Data
Issue #615, opened 2022-07-15
improve portability


Sladuca:
There are a lot of dependencies that are either 1) only used in tests/examples (e.g. `rand`), or 2) do not compile in rust-based smart contract runtimes (e.g. `env_logger`, `log`, `std::time`, `rayon`). If we intend this library to be used outside a standard environment, we need to be able to build the library without these dependencies.

To address this, I suggest the following:
1) feature-gate `log` / `TimingTree` behind a feature that's enabled by default, and use conditional compilation to remove `timed!`, `with_context!`, `TimingTree`, and `ContextTree` if disabled
2) Wrap `rayon`'s `par_iter` with a macro `cfg_iter` that conditionally switches between `iter()` and `par_iter` like arkworks does [here](https://github.com/arkworks-rs/std/blob/05b7a19a99551bdd737eb2ffb1c9eac7be0dd11f/src/lib.rs#L84) 
3) add a `test_utils` feature to deal with stuff like the [`gate_testing.rs`](https://github.com/mir-protocol/plonky2/blob/2e3ad0142e81a58418f8436c6ba2652f10c56612/plonky2/src/gates/mod.rs#L27) in the interrim until cargo supports this functionality

Sladuca:
Happy to open a PR for this (I'm already working on this because I need it)

Sladuca:
I've got a branch I'm using for this at https://github.com/proxima-one/plonky2/tree/feature-gate-stuff

dlubarov:
For logging, shouldn't `log` itself be portable since it no-ops by default? I see why `env_logger` could be an issue though; would moving it to `dev-dependencies` address the concern?

For `rand`, I think a feature gate sounds good, like `num` has.

For Rayon, I think the feature would ideally be in Rayon itself, see rayon-rs/rayon#861. If we don't want to wait for that we can add a shim temporarily, but I don't really like the arkworks approach since it changes all the call sites to use macros. I'd prefer either
- conditionally importing a `rayon` module with shims for `ParallelIterator` etc, or
- having a `maybe_rayon` module, containing a `MaybeParallelIterator` with a `maybe_par_iter()`, etc

A feature gate for `timed!` and `with_context!` sounds fine, as long as it doesn't change the API; seems like the changes can be internal to those macros.

Sladuca:
I personally need a shim for rayon now, but I can keep that part in our branch for now if others don't need it too urgently. 

[...]

PR #629, opened 2022-07-21
add rayon shim

Sladuca:
Part of https://github.com/mir-protocol/plonky2/issues/615

### DIFF
--- a/maybe_rayon/Cargo.toml
+++ b/maybe_rayon/Cargo.toml
@@ -1,0 +1,11 @@
+[package]
+name = "maybe_rayon"
+version = "0.1.0"
+edition = "2021"
+
+# See more keys and their definitions at https://doc.rust-lang.org/cargo/reference/manifest.html
+[features]
+parallel = ["rayon"]
+
+[dependencies]
+rayon = { version = "1.5.3", optional = true }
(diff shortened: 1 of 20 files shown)


maybe_rayon/Cargo.toml
```diff
@@ -0,0 +1,11 @@
+[package]
+name = "maybe_rayon"
+version = "0.1.0"
+edition = "2021"
+
+# See more keys and their definitions at https://doc.rust-lang.org/cargo/reference/manifest.html
+[features]
```
dlubarov, line 7: I'd say let's add `default = ["parallel"]` to make it opt-out.

dlubarov: Oh I see it's enabled by default in the plonky2 crate. Makes sense.

Could you do the same for `starky` and `evm` though? Otherwise I guess by default they'd get a mix of parallel code (in starky/evm) and serial code (in plonky2 methods they depend on)?

dlubarov:
The shim itself looks good to me!

maybe_rayon/Cargo.toml
Sladuca: Yes I can do that.

dlubarov (approved):
Thanks, it LGTM now 👍 

Just to confirm, is it okay to treat your contributions as MIT licensed?

Sladuca:
Yes! MIT is good.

Goal of the exercise
What you return should be exactly the lines above, starting at the one with "For Rayon, I" and ending at the one with "dlubarov: Oh I", and nothing else.

Exercise result
For Rayon, I think the feature would ideally be in Rayon itself, see rayon-rs/rayon#861. If we don't want to wait for that we can add a shim temporarily, but I don't really like the arkworks approach since it changes all the call sites to use macros. I'd prefer either
- conditionally importing a `rayon` module with shims for `ParallelIterator` etc, or
- having a `maybe_rayon` module, containing a `MaybeParallelIterator` with a `maybe_par_iter()`, etc

A feature gate for `timed!` and `with_context!` sounds fine, as long as it doesn't change the API; seems like the changes can be internal to those macros.

Sladuca:
I personally need a shim for rayon now, but I can keep that part in our branch for now if others don't need it too urgently. 

[...]

PR #629, opened 2022-07-21
add rayon shim

Sladuca:
Part of https://github.com/mir-protocol/plonky2/issues/615

### DIFF
--- a/maybe_rayon/Cargo.toml
+++ b/maybe_rayon/Cargo.toml
@@ -1,0 +1,11 @@
+[package]
+name = "maybe_rayon"
+version = "0.1.0"
+edition = "2021"
+
+# See more keys and their definitions at https://doc.rust-lang.org/cargo/reference/manifest.html
+[features]
+parallel = ["rayon"]
+
+[dependencies]
+rayon = { version = "1.5.3", optional = true }
(diff shortened: 1 of 20 files shown)


maybe_rayon/Cargo.toml
```diff
@@ -0,0 +1,11 @@
+[package]
+name = "maybe_rayon"
+version = "0.1.0"
+edition = "2021"
+
+# See more keys and their definitions at https://doc.rust-lang.org/cargo/reference/manifest.html
+[features]
```
dlubarov, line 7: I'd say let's add `default = ["parallel"]` to make it opt-out.

dlubarov: Oh I see it's enabled by default in the plonky2 crate. Makes sense.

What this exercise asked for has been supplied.